Source information |
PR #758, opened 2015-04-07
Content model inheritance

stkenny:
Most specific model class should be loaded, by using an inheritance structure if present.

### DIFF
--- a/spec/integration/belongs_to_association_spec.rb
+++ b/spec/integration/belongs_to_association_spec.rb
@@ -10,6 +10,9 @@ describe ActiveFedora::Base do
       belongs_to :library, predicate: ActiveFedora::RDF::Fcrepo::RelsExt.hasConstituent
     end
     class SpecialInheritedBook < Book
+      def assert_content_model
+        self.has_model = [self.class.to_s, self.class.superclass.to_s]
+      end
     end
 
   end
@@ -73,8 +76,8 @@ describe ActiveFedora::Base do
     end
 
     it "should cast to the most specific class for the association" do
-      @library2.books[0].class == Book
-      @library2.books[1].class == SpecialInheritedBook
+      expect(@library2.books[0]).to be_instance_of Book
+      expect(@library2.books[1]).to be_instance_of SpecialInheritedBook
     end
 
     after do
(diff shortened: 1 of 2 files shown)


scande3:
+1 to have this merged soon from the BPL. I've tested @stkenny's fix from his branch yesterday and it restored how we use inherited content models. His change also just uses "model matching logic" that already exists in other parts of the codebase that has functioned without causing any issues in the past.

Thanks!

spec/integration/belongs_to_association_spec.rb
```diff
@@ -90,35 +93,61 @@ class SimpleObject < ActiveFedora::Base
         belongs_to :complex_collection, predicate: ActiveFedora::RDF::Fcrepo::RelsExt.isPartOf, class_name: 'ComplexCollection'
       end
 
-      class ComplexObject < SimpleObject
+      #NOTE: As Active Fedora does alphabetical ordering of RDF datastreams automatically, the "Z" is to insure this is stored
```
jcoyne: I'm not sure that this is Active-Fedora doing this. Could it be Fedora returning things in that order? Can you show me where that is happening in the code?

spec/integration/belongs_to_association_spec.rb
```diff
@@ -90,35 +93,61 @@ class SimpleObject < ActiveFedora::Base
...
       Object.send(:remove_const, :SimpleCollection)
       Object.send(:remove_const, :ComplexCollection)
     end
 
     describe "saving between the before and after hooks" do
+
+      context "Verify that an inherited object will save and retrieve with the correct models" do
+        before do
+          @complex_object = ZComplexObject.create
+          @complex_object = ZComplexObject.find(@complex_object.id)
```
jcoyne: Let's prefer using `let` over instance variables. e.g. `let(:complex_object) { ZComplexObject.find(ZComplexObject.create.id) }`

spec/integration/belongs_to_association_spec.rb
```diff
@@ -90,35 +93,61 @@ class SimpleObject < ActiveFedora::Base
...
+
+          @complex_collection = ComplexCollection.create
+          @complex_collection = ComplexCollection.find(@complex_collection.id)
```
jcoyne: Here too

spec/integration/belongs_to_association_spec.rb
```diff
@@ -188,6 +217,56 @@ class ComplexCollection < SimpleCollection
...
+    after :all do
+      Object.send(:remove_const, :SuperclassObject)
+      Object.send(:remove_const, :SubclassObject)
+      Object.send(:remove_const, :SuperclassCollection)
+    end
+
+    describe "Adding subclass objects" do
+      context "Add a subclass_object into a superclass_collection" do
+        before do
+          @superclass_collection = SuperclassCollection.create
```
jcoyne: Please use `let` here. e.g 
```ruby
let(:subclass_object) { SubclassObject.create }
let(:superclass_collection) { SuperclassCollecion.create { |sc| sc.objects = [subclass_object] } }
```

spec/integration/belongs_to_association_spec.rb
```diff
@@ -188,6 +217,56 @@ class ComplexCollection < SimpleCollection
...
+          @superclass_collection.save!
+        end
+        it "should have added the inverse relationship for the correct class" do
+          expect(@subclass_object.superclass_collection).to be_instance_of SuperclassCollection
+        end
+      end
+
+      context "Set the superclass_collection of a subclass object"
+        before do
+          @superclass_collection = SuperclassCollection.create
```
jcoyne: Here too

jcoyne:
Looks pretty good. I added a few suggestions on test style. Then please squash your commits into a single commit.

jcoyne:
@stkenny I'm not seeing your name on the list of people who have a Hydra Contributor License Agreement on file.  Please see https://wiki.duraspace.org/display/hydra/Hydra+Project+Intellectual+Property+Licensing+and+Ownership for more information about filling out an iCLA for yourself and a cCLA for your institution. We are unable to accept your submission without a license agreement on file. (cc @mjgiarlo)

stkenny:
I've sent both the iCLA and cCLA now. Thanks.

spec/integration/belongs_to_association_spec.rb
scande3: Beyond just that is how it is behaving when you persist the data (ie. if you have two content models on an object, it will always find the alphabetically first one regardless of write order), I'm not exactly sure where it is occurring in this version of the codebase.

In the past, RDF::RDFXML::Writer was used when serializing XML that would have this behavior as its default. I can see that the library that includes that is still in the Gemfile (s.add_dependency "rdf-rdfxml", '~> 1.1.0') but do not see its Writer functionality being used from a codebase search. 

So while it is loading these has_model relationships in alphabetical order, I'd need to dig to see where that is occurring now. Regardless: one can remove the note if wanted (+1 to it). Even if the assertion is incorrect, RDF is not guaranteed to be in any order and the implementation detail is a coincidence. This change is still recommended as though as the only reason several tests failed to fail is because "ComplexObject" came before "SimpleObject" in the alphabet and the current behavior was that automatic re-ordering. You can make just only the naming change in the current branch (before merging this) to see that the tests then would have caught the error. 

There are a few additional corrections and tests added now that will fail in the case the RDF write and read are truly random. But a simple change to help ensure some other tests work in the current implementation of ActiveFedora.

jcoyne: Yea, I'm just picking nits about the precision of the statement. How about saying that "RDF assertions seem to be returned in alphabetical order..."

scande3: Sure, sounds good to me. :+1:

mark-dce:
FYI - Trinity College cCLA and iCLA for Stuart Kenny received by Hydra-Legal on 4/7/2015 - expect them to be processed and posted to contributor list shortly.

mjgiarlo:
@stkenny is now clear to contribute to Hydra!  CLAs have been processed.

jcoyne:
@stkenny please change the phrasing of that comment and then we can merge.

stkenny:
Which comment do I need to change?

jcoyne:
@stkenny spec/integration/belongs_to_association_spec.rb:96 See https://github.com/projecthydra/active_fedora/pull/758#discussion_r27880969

Instructions to follow | Copy each line of the listing above that includes the word "current".

Answer |
So while it is loading these has_model relationships in alphabetical order, I'd need to dig to see where that is occurring now. Regardless: one can remove the note if wanted (+1 to it). Even if the assertion is incorrect, RDF is not guaranteed to be in any order and the implementation detail is a coincidence. This change is still recommended as though as the only reason several tests failed to fail is because "ComplexObject" came before "SimpleObject" in the alphabet and the current behavior was that automatic re-ordering. You can make just only the naming change in the current branch (before merging this) to see that the tests then would have caught the error. 
There are a few additional corrections and tests added now that will fail in the case the RDF write and read are truly random. But a simple change to help ensure some other tests work in the current implementation of ActiveFedora.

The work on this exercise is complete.